Start of AVAILABLE DATA

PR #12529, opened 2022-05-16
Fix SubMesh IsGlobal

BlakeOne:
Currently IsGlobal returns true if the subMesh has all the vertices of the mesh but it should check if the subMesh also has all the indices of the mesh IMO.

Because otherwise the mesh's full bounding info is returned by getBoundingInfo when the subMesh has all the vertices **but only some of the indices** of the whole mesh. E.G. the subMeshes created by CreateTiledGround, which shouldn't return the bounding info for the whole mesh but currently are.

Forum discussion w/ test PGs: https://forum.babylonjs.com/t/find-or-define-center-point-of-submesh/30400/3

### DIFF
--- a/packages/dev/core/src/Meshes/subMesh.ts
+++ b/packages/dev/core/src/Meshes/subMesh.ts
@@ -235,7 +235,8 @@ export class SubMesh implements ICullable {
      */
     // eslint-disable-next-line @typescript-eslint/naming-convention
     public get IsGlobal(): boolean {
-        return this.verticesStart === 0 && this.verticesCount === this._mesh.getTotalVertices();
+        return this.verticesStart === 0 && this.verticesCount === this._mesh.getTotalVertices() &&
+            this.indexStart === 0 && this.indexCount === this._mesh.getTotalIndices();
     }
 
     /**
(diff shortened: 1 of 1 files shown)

End of AVAILABLE DATA
Start of AVAILABLE DATA

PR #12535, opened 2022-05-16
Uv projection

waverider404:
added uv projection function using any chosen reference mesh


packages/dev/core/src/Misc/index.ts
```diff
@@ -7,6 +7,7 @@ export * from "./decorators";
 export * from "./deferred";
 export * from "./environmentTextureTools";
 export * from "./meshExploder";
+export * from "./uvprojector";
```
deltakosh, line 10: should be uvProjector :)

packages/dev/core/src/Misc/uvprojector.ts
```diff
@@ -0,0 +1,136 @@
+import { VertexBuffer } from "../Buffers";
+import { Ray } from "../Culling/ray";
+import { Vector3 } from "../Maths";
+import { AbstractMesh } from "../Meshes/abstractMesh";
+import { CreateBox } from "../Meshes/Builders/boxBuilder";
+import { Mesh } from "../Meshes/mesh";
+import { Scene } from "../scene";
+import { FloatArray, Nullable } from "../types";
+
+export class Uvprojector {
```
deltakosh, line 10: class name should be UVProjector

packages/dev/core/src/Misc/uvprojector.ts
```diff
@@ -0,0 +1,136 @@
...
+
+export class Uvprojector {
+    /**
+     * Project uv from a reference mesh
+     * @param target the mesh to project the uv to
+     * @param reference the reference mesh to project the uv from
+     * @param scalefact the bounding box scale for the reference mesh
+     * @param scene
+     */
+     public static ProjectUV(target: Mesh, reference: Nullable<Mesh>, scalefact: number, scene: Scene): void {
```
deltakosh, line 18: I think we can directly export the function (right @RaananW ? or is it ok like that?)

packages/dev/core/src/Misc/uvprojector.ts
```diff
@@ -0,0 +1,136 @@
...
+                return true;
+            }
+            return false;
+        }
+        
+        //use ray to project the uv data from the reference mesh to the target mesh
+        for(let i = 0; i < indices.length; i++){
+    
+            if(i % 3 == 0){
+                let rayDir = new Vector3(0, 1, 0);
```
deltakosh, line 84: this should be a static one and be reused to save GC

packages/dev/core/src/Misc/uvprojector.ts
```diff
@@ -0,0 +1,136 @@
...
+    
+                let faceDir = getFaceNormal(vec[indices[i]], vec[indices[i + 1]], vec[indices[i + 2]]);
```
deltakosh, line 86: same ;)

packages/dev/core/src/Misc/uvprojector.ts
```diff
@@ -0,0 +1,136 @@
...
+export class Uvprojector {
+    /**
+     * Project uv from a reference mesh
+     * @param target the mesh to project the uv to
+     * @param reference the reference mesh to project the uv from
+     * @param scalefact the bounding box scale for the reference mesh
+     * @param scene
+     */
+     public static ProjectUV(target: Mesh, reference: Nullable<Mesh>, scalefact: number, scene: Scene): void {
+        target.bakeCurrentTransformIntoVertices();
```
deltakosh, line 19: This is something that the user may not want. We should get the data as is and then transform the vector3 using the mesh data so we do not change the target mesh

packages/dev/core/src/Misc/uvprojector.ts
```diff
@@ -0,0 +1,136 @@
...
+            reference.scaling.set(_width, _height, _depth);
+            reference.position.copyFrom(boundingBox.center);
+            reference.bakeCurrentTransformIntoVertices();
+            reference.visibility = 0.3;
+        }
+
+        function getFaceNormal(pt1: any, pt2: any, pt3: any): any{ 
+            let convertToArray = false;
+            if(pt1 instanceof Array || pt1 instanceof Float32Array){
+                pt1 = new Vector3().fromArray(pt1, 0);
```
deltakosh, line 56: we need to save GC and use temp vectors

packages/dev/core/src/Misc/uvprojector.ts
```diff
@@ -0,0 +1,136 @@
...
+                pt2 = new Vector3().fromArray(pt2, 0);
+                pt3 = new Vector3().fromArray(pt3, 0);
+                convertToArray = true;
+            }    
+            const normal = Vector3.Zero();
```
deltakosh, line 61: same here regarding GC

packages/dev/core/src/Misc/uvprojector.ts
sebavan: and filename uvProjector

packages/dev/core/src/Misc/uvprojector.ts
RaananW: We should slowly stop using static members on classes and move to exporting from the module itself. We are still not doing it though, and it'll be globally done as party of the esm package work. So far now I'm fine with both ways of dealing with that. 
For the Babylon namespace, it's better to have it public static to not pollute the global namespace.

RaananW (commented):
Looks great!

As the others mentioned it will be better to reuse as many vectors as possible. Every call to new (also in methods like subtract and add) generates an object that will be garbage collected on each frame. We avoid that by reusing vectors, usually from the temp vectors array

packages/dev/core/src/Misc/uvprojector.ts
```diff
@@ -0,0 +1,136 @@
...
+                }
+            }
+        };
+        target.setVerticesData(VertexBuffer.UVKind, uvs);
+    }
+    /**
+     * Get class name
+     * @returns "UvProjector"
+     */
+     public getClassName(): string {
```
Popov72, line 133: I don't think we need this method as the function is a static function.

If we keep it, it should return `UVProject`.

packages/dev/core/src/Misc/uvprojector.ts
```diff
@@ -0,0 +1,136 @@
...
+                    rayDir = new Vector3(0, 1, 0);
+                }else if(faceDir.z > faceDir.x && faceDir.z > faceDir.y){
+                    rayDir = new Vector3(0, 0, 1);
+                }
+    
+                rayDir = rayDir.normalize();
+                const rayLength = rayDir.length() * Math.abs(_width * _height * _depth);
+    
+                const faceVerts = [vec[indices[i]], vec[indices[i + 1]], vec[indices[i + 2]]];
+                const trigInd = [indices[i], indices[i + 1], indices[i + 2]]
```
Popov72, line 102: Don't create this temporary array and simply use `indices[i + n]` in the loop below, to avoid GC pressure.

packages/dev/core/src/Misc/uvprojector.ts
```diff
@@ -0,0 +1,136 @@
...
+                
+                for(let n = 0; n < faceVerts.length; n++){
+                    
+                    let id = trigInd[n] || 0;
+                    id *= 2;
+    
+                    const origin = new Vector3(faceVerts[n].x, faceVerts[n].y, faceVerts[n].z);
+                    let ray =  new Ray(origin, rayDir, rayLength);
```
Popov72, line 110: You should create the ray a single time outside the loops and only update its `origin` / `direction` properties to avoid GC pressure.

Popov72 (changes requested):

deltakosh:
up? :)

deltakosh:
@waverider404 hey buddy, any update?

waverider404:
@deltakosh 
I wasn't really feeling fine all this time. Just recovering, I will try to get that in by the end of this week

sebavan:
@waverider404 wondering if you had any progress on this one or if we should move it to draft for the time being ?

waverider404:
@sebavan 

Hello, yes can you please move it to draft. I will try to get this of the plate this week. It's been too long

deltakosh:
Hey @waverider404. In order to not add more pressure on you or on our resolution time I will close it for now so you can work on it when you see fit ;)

End of AVAILABLE DATA

Nothing but a number should be given: the count of lines in the records that contain the word "true".

3